PR #78, opened 2026-03-16
Feature/langpro parse results

XanderVertegaal:
This PR displays syntactic parse results in the "CCG/LLF" tab of the Annotator interface. 

The backend server now sends serialized results for all four parse trees to the frontend, but only the CCG Tree is currently visualised. The other three (CCG Term, Corrected CCG Term and LLF) are transformed into an NLTK in a different way (using `parse_term` instead of `parse_ccg_tree`, as indicated by @kovvalsky). This yields malformed visualisations in the frontend, which relies on the CCG Tree format.

We can of course handle these two types of trees differently in the frontend, but in my opinion it makes more sense to try to arrive at a common tree output format for both CCG Tree and the other three. This is something to discuss during our next meeting.

As a bonus, this PR enables scrolling in the ParseTreeTable, so complicated sentence parses (such as SICK 1) can be shown in full without overflowing the page.


frontend/src/app/annotate/annotation-parse-results/annotation-parse-results.component.ts
```diff
@@ -1,31 +1,51 @@
...
+    type: string;
+    tree: CCGNode;
+}
+
+interface FlattenedParseResult {
+    sentence: string;
+    ccgTrees: TreeWithType[];
+}
+
+function flattenResult(parse: CCGParse): FlattenedParseResult {
```
XanderVertegaal: "flattening" is probably not the most appropriate term here. Suggestions are welcome!

kovvalsky:
I agree with having a common tree output format for both CCG Tree and the other three terms.
The only difference between trees and terms is that trees require rule names as decorations of the horizontal lines because trees use several rules. Terms don't require the rule names to be displayed. So as long as the rule name element takes no space when its value is empty, the tree format can be used for terms, too.

frontend/src/app/annotate/annotation-parse-results/annotation-parse-results.component.html
```diff
@@ -20,6 +20,10 @@ <h2 ngbAccordionHeader>
                 </div>
             </div>
         </div>
+        } @empty {
+        <div class="mt-3">
+            <i class="text-muted" i18n>No parse results to display yet.</i>
```
jgonggrijp: As a help to the user, perhaps write something like "press the parse and prove button to see the parse results".

frontend/src/app/annotate/annotation-parse-results/parse-tree-table/parse-tree-table.component.ts
```diff
@@ -1,87 +1,115 @@
...
+    return {
+        type: 'leaf',
+        content: cat,
+        children: [],
+        leaf: { tok, lem, pos, ner }
+    };
+}
+
+function buildBinaryNode(node: BinaryNode): TreeNodeDisplay {
+    const left = buildDisplayTree(node.children[0]);
```
jgonggrijp, line 46: For very large parses, recursion could lead to a stack overflow. Not something to worry about right now, but useful to know.

frontend/src/app/annotate/annotation-parse-results/annotation-parse-results.component.ts
jgonggrijp: Lift? Collapse? Unfold?

frontend/src/app/annotate/annotation-parse-results/types.ts
jgonggrijp, line 1: The types in this module belong in a central place, because the `ParseService` and also the `TableauSVG` component will have to refer to at least some of these types.

jgonggrijp (changes requested):
This looks good to me. The only thing I'd ask you to change, is to move the types from the parse results component folder to a central place, possibly just `@/types`.

frontend/src/app/annotate/annotation-parse-results/parse-tree-table/parse-tree-table.component.ts
XanderVertegaal: Don't worry about it. Kubernetes will solve all of our problems.

(Just kidding; good point! Let's hope we never have to worry about it.)

frontend/src/app/annotate/annotation-parse-results/annotation-parse-results.component.ts
XanderVertegaal: Unfold it is!

PR #79, opened 2026-03-17
Visualize the actual proofs of the current problem with the TableauSVG component

jgonggrijp:
Together with #78 and #77, I think this finally completes the work that started with #51.

The pre-existing "Tableau / Proof" tab is split into a "Proof / Entailment" and a "Proof / Contradiction" tab, which visualize the respective proofs for the current problem. Please read the commit messages for a quick summary of my approach.

The tests pass and it generally seems to work well. That being said, at the time of writing, there are still a few known problems with the code on this branch. More on this below.

For now, I suggest trying the branch as follows.

1. Enter and save two or more small problems. If you don't already have a few, I suggest the following.

*The default example from the old demo*

```
Every man is working
Everybody who is working has an expensive car
---
Every man owns a car
```

*A similar example that I just came up with*

```
Every child likes to play
Everyone who likes to play is creative
---
Every child is creative
```

2. Navigate to one of these problems and make sure the "CCG / LLF" tab is selected.
3. Press the "parse and prove" button. Wait for the contents of the "CCG / LLF" tab to disappear.
4. Open the "Proof / Entailment" tab and observe a proof tableau.
5. Open the "Proof / Contradiction" tab and observe a different proof tableau.
6. Repeat from 2 with another small problem and observe two yet different proof tableaux.

It works for large problems, too, but in most cases, the overflow on the tab content element is preventing the proof from being visible. For example, if you try the first SICK problem, the Entailment tab will look empty, but if you inspect the DOM, you will find that the tableau is actually there. There is still a visible visualization in the Contradiction tab, but it is truncated on the right. I have held off from fixing this because I already took a quick peek at #78 and noticed that @XanderVertegaal fixed an overflow problem on that brach, which is probably the same issue.

Other known issues that I think are also best solved in coordination with #78:

- [ ] As mentioned above, the "CCG / LLF" tab must be selected when the "Parse and prove" button is pressed, in order for the tableaux to be rendered. This is because `AnnotationMenuComponent`, which passes the proof trees to `TableauSVG`, is not (yet) subscribed to the `AnnotationService#proofs$` observable. The `AnnotationsParseResultsComponent` is subscribed to the underlying `#parse$` observable, however, and is therefore used (for now) to trigger the request to the backend. We *could* subscribe in two places, but it's probably more elegant (and perhaps also more efficient?) to coordinate a single place where this is done.
- [ ] The types are just `any` all over the place. Without having seen the code, I suspect @XanderVertegaal already (partially) addressed this in #78.

Other other known issues:

- [ ] The `nltk2tableau` conversion function deserves some solid documentation. I still want to add this before merging.
- [ ] The `TableauNodeComponent` does not take the rule into account when calculating the width of leaf nodes (or of non-leaf nodes with very slim terms, for that matter). Also something I still want to fix before merging.

Without the still to be added comments, I expect the conversion logic to be difficult to follow if not outright mysterious. That being said, you are welcome to review it anyway and let me know what you find most opaque/offensive. :wink:


frontend/src/app/annotate/annotation-menu/annotation-menu.component.html
```diff
@@ -15,13 +17,30 @@
     <li [ngbNavItem]="2">
         <button ngbNavLink>
             <fa-icon [icon]="faTree" class="me-2" aria-hidden="true" />
-            <span i18n>Tableau / Proof</span>
+            <span i18n>Proof / Entailment</span>
```
XanderVertegaal, line 20: Much better! 'Tableau' is a representation but does not give information as to the actual content. (I don't call the syntactic parses "Table" either :P)

frontend/src/app/annotate/annotation-menu/annotation-menu.component.html
```diff
@@ -15,13 +17,30 @@
...
         </button>
         <ng-template ngbNavContent>
-            <la-annotation-tableau />
+            <section>
+                @if (proofs) {
```
XanderVertegaal, line 24: Perhaps for later, but maybe you could add an `@else` block with something like "No entailment data available yet."

frontend/src/app/annotate/annotation-menu/annotation-menu.component.html
```diff
@@ -15,13 +17,30 @@
...
+                <la-tableau-svg [tree]="proofs.entailment"></la-tableau-svg>
+                }
+            </section>
         </ng-template>
     </li>
     <li [ngbNavItem]="3">
+        <button ngbNavLink>
+            <fa-icon [icon]="faTree" class="me-2" aria-hidden="true" />
```
XanderVertegaal: I tried looking for another icon we could use to differentiate the entailment tree from the contradiction tree, but no obvious candidates present themselves. Maybe `link` and `linkSlash` for entailment and contradiction, respectively?

(This is obviously not a high-priority item. 😅)

frontend/src/app/services/parse.service.spec.ts
```diff
@@ -17,3 +20,115 @@ describe('ParseService', () => {
...
+                nodes: [{end: true, rule: 'closing_rule([1])'}],
+            }],
+        };
+        expect(nltk2tableau(nltk)).toEqual(tableau);
+    });
+
+    it('does not cause a stack overflow', () => {
+        let nltk: any = {node: 'Model'};
+        const tableau: any = {nodes: []};
+        for (let i = 0; i < 100000; ++i) {
```
XanderVertegaal, line 117: TIL about post-increments and pre-increments! Neat!

XanderVertegaal:
> The types are just any all over the place. Without having seen the code, I suspect @XanderVertegaal already (partially) addressed this in https://github.com/CentreForDigitalHumanities/langpro-annotator/pull/78.

I hate to disappoint, but I merely replaced `any` with `unknown` when it comes to the proofs. 😂

```ts
export type ParseResponseData = {
    ccg_parses: CCGParse[];
    proofs: unknown[];
};
```

If you need "any" help (see what I did there?) getting rid of the `any`s, let me know. I actually enjoy type wrangling.

frontend/src/app/annotate/tableau-svg/tableau-tree.component.ts
```diff
@@ -1,12 +1,12 @@
...
-import { TableauTerm } from './tableau-term.component';
+import { TableauNode } from './tableau-node.component';
 import { Dimensions } from '@/types';
 import { sum } from "@/util";
 
 @Component({
     selector: "[tableau-tree]",
     standalone: true,
-    imports: [TableauTerm],
+    imports: [TableauNode],
```
XanderVertegaal, line 9: My IDE says that this import is unused. Is that true?

frontend/src/app/services/parse.service.ts
```diff
@@ -23,4 +23,71 @@ export class ParseService {
             )
         )
```
XanderVertegaal: Two POST requests are being sent when 'Parse and prove' is clicked, presumably because this observable is subscribed to multiple times. If I add `share()` here, the requests are deduped.
```suggestion
        ),
        share()
```

frontend/src/app/services/parse.service.ts
```diff
@@ -23,4 +23,71 @@ export class ParseService {
...
+
+function extractProofs(response: ParseResponse) {
+    const {entailment, contradiction} = response.data.proofs;
+    return {
+        entailment: nltk2tableau(entailment),
+        contradiction: nltk2tableau(contradiction),
+    };
+}
+
+const emptyTableau = (): any => ({nodes: []});
```
XanderVertegaal: Out of curiosity: any reason why you opt for an arrow function instead of a traditional one here? Brevity?

frontend/src/app/services/parse.service.ts
```diff
@@ -23,4 +23,71 @@ export class ParseService {
             )
         )
     );
+
+    public proofs$ = this.parse$.pipe(map(extractProofs));
+}
+
+function extractProofs(response: ParseResponse) {
```
XanderVertegaal: Just a word of caution: `catchError` on line 21 returns `null`, so destructuring on line 32 will fail if that is the case. (This will undoubtedly be caught once we add proper typing.)

frontend/src/app/services/parse.service.ts
```diff
@@ -23,4 +23,71 @@ export class ParseService {
...
+    while (todo.length) {
+        // @ts-ignore
+        let task: [any, any] = todo.pop();
+        let newTasks = nltkNode2tableauNode(...task);
+        todo.push(...newTasks);
+    }
+    return tree;
+}
+
+function nltkNode2tableauNode(nltk: any, tree: any) {
```
XanderVertegaal: I await the documentation for this with bated breath! It feels very magical but at the same time there is not a lot of code, which is good.

XanderVertegaal (commented):
Good work so far! I'm glad you added the comment about the proof being there (but hidden out of screen) for some of the longer problems. I was very confused. 😅 My solution for wide output was simply to add overflow: scroll to a couple of containers, so there is space to scroll horizontally. Still, I wonder if this is the neatest and most 'overzichtelijke' solution. Perhaps adding an external library with a zoom and drag interface would be a good addition at some point for both the tableaus and the (often very wide) syntactic parse result tables.

One note: I could not get this branch to work without commenting out `this.parseResults = response.data.ccg_trees;` in the AnnotationParseResults component. (This should be fixed once both of our branches are merged.)

As indicated in one of the comments. Let me know if you would like to delegate the type wrangling to me. I will continue my review after you have had time to add documentation to the tree2Tableau magic! 🧙‍♂️

frontend/src/app/annotate/annotation-menu/annotation-menu.component.html
jgonggrijp: Maybe we should factor that out from the `AnnotationParseResults` component in #78 and reuse it across tabs to make them look consistent.

frontend/src/app/annotate/annotation-menu/annotation-menu.component.html
jgonggrijp: There are symbols in Unicode that exactly convey the intended meaning: ⊤ and ⊥. I went with those.

frontend/src/app/annotate/tableau-svg/tableau-tree.component.ts
jgonggrijp: The template of the tree component inserts instances of the node component. Maybe your IDE is failing to recognize that because the template is SVG instead of HTML?

frontend/src/app/services/parse.service.ts
jgonggrijp: Yes, if a function is just a single expression that fits on one line, I like to write it as an arrow.

frontend/src/app/services/parse.service.ts
jgonggrijp: Thanks for pointing that out to me! I just assumed that it would somehow magically prevent errors from being problematic in any way.

jgonggrijp:
@XanderVertegaal I responded to most of your comments so far and added comments for the `nltk2tableau` jugglefest. Please feel welcome to review that part of the code while I finalize the remaining work.

Here is my full plan. Please let me know if you think I'm missing something or if you'd prefer me to proceed differently.

1. Handle null response in `extractProofs`.
2. Use open/closed lock symbols for leaf nodes.
3. Make the tableau scroll on overflow.
4. Horizontally center proof tab on root node.
5. Take rule into account when calculating node widths. *I intend to get at least this far tomorrow.*
6. Wait for you to merge #78 (it's OK if you do this later than tomorrow).
7. Rebase on `develop`.
8. Add "real" types for the proof representations to the types that you wrote for #78.
9. Invite you for another review.
10. Address the "no trigger unless viewing parse tab" problem, if that still persists after the rebase.
11. Merge.

XanderVertegaal:
Your plan corresponds well to what we agreed, so please go ahead with the implementation. The only item on the list I would like you to clarify is 10: what do you mean with the 'no trigger unless viewing parse tab'?

frontend/src/app/annotate/annotation-menu/annotation-menu.component.html
XanderVertegaal: https://github.com/CentreForDigitalHumanities/langpro-annotator/issues/82

frontend/src/app/annotate/annotation-menu/annotation-menu.component.html
```diff
@@ -14,14 +16,31 @@
...
     <li [ngbNavItem]="2">
         <button ngbNavLink>
-            <fa-icon [icon]="faTree" class="me-2" aria-hidden="true" />
-            <span i18n>Tableau / Proof</span>
+            <b class="me-2" aria-hidden>⊤</b>
+            <span i18n>Proof / Entailment</span>
         </button>
         <ng-template ngbNavContent>
-            <la-annotation-tableau />
+            <section style="overflow-x: scroll;">
```
XanderVertegaal: No functional difference, but relying on the Bootstrap class keeps this code more maintainable.


```suggestion
            <section class="overflow-x-scroll">
```

frontend/src/app/annotate/tableau-svg/tableau-node.component.svg
```diff
@@ -14,8 +14,8 @@
 }
 
 @if(end) {
-    <svg:circle [attr.cx]="headX + 5" [attr.cy]="12" r="10" fill="salmon"/>
-    <svg:text #headText [attr.x]="headX" y="12" dominant-baseline="middle" font-weight="bold" fill="white">⛌</svg:text>
+    <svg:circle [attr.cx]="headX + 8" [attr.cy]="11" r="10" fill="salmon"/>
```
XanderVertegaal: I like the new symbols, but they are sadly still not aligned on my screen:

Image

Increasing the value of `[attr.cx]` seems to help, with `totalW/2` getting it close to perfect.

frontend/src/app/annotate/tableau-svg/tableau-svg.component.ts
```diff
@@ -25,6 +28,10 @@ export class TableauSVG {
     ngAfterViewChecked() {
         this.treeDimensions$.next(this.treeDimensions);
         this.cdref.detectChanges();
+        const width = this.treeDimensions.width;
+        if (width) this.element.nativeElement.parentElement.scroll({
+            left: Math.max(0, width / 2 - 500)
```
XanderVertegaal, line 35: Is 500 here chosen as an arbitrary (but sensible) minimal width?

frontend/src/app/services/parse.service.ts
```diff
@@ -21,6 +23,142 @@ export class ParseService {
...
+    const todo = [[nltk, tree]];
+    // The core of the trampoline. Process one thunk at a time. We know we are
+    // done when the list is empty.
+    while (todo.length) {
+        // The algorithm is written such that the order in which we process
+        // child nodes does not matter, so we can simply pop thunks off the back
+        // of the todo list. tsc is apparently unable to infer that `todo` is
+        // guaranteed to be nonempty on the next line, hence the silencing
+        // comment.
+        // @ts-ignore
```
XanderVertegaal: I understand why the `@ts-ignore` is here, but instead of silencing it completely, maybe a type assertion `todo.pop() as [any, any]` or a non-null assertion `todo.pop()!` would be neater.

This is not something I insist on, but rather something you might want to keep in mind when you add the types.

frontend/src/app/services/parse.service.ts
```diff
@@ -21,6 +23,142 @@ export class ParseService {
...
+        let task: [any, any] = todo.pop();
```
XanderVertegaal: Why are these `let`s rather than `const`s?

frontend/src/app/services/parse.service.ts
```diff
@@ -21,6 +23,142 @@ export class ParseService {
...
+ * stack overflow.
+ */
+export function nltk2tableau(nltk: any) {
+    const tree = emptyTableau();
+    // We will be using trampolining instead of recursion. A general but
+    // admittedly not very helpful description can be found in the first bullet
+    // of
+    // https://en.wikipedia.org/wiki/Trampoline_(computing)#High-level_programming.
+    // The gist is this: instead of recursing, functions return pieces of work
+    // ("thunks") that should be executed next. The trampoline, which in this
```
XanderVertegaal, line 97: Interesting. Would you say trampolining is generally superior to recursion when building nested datastructures like this? Are there any trade-offs, or areas in which recursion is preferable?

frontend/src/app/services/parse.service.ts
```diff
@@ -21,6 +23,142 @@ export class ParseService {
...
+    // Our own format does not follow this rule: chains of nodes with single
+    // children are stored as adjacent elements in an array. `tree` is the
+    // object that contains this array (`tree.nodes`). When there is a
+    // bifurcation, the subtrees are stored inside `tree` rather than in the
+    // bifurcating node.
+    const node: any = {};
+    tree.nodes.push(node);
+    // Tease out the different parts of the stringified node payload. The
+    // following lines will be rewritten using regular expressions.
+    const lines = nltk.node.split('\n');
```
XanderVertegaal: Perhaps this string decoding could live in its own function (so we can test it in isolation), but you might want to wait for that until you have introduced the regexes.

XanderVertegaal (commented):
Very neat, thank you for the documentation! Have a look at the alignment of the circles+symbols at the end of the trees. Otherwise, please carry on!

frontend/src/app/annotate/tableau-svg/tableau-node.component.svg
jgonggrijp: Argh! Which browser is this?

frontend/src/app/annotate/tableau-svg/tableau-svg.component.ts
jgonggrijp: It's deliberately slightly more than half of the constrained body width. Without it, the center of the root would be on the left edge. I went with a slight bias towards the right because the description of the node starts on the left.

frontend/src/app/services/parse.service.ts
jgonggrijp: Because I'm still used to `var` semantics and mentally hoisting them to the top of the function scope. 😅 (To be honest, I don't believe that `let` and `const` were an improvement to the language and I'm only using them in order to respect the local code convention.) I'll change it to `const`.

frontend/src/app/services/parse.service.ts
jgonggrijp: When the datastructure might be arbitrarily deeply nested, you kind of "have" to use trampolining in order to avoid stack overflows. I became aware of this because of https://github.com/jashkenas/underscore/security/advisories/GHSA-qpx9-hpmf-5gmw and now cannot un-see that potential problem anymore, hence my vigilance. I'm actually planning to add a generalized `_.trampoline` to Underscore in order to provide a foundation for solutions like this one.

Suprisingly, there is no significant cost to trampolining versus recursion performancewise. The number of function calls is the same and the memory consumption is similar.

Conceptually, trampolining is one possible way to implement continuation passing style. Which has some theoretical elegance, but is more taxing on the brain than the conventional "direct" style. I would say that recursion is still preferable when you can get away with it, but in this case I went straight for trampolining because I think there might actually be a real risk that these trees get (slightly) too large.

jgonggrijp:
> Your plan corresponds well to what we agreed, so please go ahead with the implementation. The only item on the list I would like you to clarify is 10: what do you mean with the 'no trigger unless viewing parse tab'?

The effect that I described to you previously, where the tableau would not render unless the "CCG / LLF" tab was selected while I pressed the "Parse and prove" button. However, this seems to have been solved already, possibly because I accepted your suggestion to add the `share` operator. It does not matter anymore which tab is shown when I press the button.

I'll double-check after rebasing just to make sure, though.

frontend/src/app/annotate/tableau-svg/tableau-node.component.svg
jgonggrijp: By the way, I investigated using `faLock` and `faLockOpen` instead, but the icons would display with zero width and become invisible. I wasn't able to make it work and I suspect it is because the SVG icon is nested in an HTML element which is then again nested inside the larger SVG tableau.

frontend/src/app/annotate/tableau-svg/tableau-svg.component.ts
jgonggrijp: You seem to have been right that the root is always at the middle of the top edge, by the way.

frontend/src/app/annotate/tableau-svg/tableau-node.component.svg
jgonggrijp: > Argh! Which browser is this?

Never mind, it happens in my browser, too. Apparently I had to rebuild the container to see it.

jgonggrijp:
@XanderVertegaal I force-pushed again because I needed to insert some of the new types early in history. Otherwise, all of the intermediate commits would be uncompilable.

I did `docker compose down` in order to rebase and then did `docker compose --build up` afterwards to check that all the tests would still pass. They did, but when trying to visit the frontend, I discovered that my templates don't typecheck yet. I will fix that later but I need to leave the library now. You are welcome to review the types in the meanwhile.

The only changes I still expect to make is type fixes in the templates and/or a simplification in the `@/types`, where I simply collapse all `ProofNode` subtypes into a single object type with all fields optional. That is a bit less correct but easier to work with. In the latter case I might rebase the last two commits one more time.

frontend/src/app/annotate/tableau-svg/tableau-node.component.svg
XanderVertegaal: I see. For what it is worth: I am using Firefox.

jgonggrijp:
Done.

frontend/src/app/annotate/annotation-menu/annotation-menu.component.html
```diff
@@ -1,35 +1,54 @@
...
+            </section>
+        </ng-template>
+    </li>
+    <li [ngbNavItem]="3">
+        <button ngbNavLink>
+            <b class="me-2" aria-hidden>⊥</b>
+            <span i18n>Proof / Contradiction</span>
+        </button>
+        <ng-template ngbNavContent>
+            <section style="overflow-x: scroll;">
```
XanderVertegaal:
```suggestion
            <section class="overflow-x-scroll">
```

frontend/src/app/annotate/tableau-svg/tableau-svg.component.ts
```diff
@@ -25,59 +28,11 @@ export class TableauSVG {
...
-                    {idx: 21, term: 'expensive@car', label: 'c2', rule: 'up_mon_fun[19,20]', bg: 'honeydew'},
-                    {idx: 22, term: 'car', label: 'c2', rule: 'up_mon_fun[19,20]', bg: 'mistyrose'},
-                    {idx: 23, term: 'car', label: 'c2', rule:'int_mod_tr[21]', bg: 'honeydew'},
-                    {idx: 24, term: 'expensive', label: 'c2', rule:'int_mod_tr[21]', bg: 'honeydew'},
-                    {end: true, rule: 'cl_subsmption[23,22]'}
-                ]
-            }
-        ]
-    }
+    public readonly tree = input.required<ProofTree>();
```
XanderVertegaal: (Utterly minor: I think `input`s are [conventionally](https://angular.dev/style-guide#group-angular-specific-properties-before-methods) put at the top of the component. At least, that is where most people will expect to find them.)

frontend/src/app/annotate/tableau-svg/tableau-tree.component.ts
```diff
@@ -1,32 +1,32 @@
...
-    _tree: any;
+    _tree: ProofTree = {nodes: []};
     @Input()
-    get tree(): any {
+    get tree(): ProofTree {
         return this._tree;
     }
 
-    set tree(value: any) {
+    set tree(value: ProofTree) {
```
XanderVertegaal, line 22: It feels so good to see these `any`s replaced with actual types <3

frontend/src/app/services/parse.service.ts
```diff
@@ -31,11 +33,154 @@ export class ParseService {
...
+    // The core of the trampoline. Process one thunk at a time. We know we are
+    // done when the list is empty.
+    while (todo.length) {
+        // The algorithm is written such that the order in which we process
+        // child nodes does not matter, so we can simply pop thunks off the back
+        // of the todo list. tsc is apparently unable to infer that `todo` is
+        // guaranteed to be nonempty on the next line, hence the silencing
+        // comment.
+        // @ts-ignore
+        const task = todo.pop() as ProofConversionThunk;
```
XanderVertegaal: With your type assertion in place, the silencing comment can go.

```suggestion
        // guaranteed to be nonempty on the next line; hence
        // the type assertion.
        const task = todo.pop() as ProofConversionThunk;
```

(I would use `, whence` or `; hence`, instead of `, hence`, but leave it if you prefer.)

XanderVertegaal (approved):
Great work! 👍

XanderVertegaal:
image

Glorious! 😍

———

* **Work request**: Repeat only the lines above, from the first line of the entries through the line that contains "jgonggrijp: As a", including both ends.

* **Output of the task**:
PR #78, opened 2026-03-16
Feature/langpro parse results

XanderVertegaal:
This PR displays syntactic parse results in the "CCG/LLF" tab of the Annotator interface. 

The backend server now sends serialized results for all four parse trees to the frontend, but only the CCG Tree is currently visualised. The other three (CCG Term, Corrected CCG Term and LLF) are transformed into an NLTK in a different way (using `parse_term` instead of `parse_ccg_tree`, as indicated by @kovvalsky). This yields malformed visualisations in the frontend, which relies on the CCG Tree format.

We can of course handle these two types of trees differently in the frontend, but in my opinion it makes more sense to try to arrive at a common tree output format for both CCG Tree and the other three. This is something to discuss during our next meeting.

As a bonus, this PR enables scrolling in the ParseTreeTable, so complicated sentence parses (such as SICK 1) can be shown in full without overflowing the page.


frontend/src/app/annotate/annotation-parse-results/annotation-parse-results.component.ts
```diff
@@ -1,31 +1,51 @@
...
+    type: string;
+    tree: CCGNode;
+}
+
+interface FlattenedParseResult {
+    sentence: string;
+    ccgTrees: TreeWithType[];
+}
+
+function flattenResult(parse: CCGParse): FlattenedParseResult {
```
XanderVertegaal: "flattening" is probably not the most appropriate term here. Suggestions are welcome!

kovvalsky:
I agree with having a common tree output format for both CCG Tree and the other three terms.
The only difference between trees and terms is that trees require rule names as decorations of the horizontal lines because trees use several rules. Terms don't require the rule names to be displayed. So as long as the rule name element takes no space when its value is empty, the tree format can be used for terms, too.

frontend/src/app/annotate/annotation-parse-results/annotation-parse-results.component.html
```diff
@@ -20,6 +20,10 @@ <h2 ngbAccordionHeader>
                 </div>
             </div>
         </div>
+        } @empty {
+        <div class="mt-3">
+            <i class="text-muted" i18n>No parse results to display yet.</i>
```
jgonggrijp: As a help to the user, perhaps write something like "press the parse and prove button to see the parse results".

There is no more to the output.